Exercise prompt - The entries should be written out again exactly as they read.

Data excerpts -
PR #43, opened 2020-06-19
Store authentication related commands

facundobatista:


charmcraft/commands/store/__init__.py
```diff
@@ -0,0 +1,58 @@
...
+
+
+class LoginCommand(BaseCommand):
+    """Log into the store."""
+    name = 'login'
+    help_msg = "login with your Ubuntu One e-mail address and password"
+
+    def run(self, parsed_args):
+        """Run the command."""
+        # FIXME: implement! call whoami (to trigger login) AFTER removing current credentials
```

Result below -
PR #43, opened 2020-06-19
Store authentication related commands

facundobatista:


charmcraft/commands/store/__init__.py
```diff
@@ -0,0 +1,58 @@
...
+
+
+class LoginCommand(BaseCommand):
+    """Log into the store."""
+    name = 'login'
+    help_msg = "login with your Ubuntu One e-mail address and password"
+
+    def run(self, parsed_args):
+        """Run the command."""
+        # FIXME: implement! call whoami (to trigger login) AFTER removing current credentials
```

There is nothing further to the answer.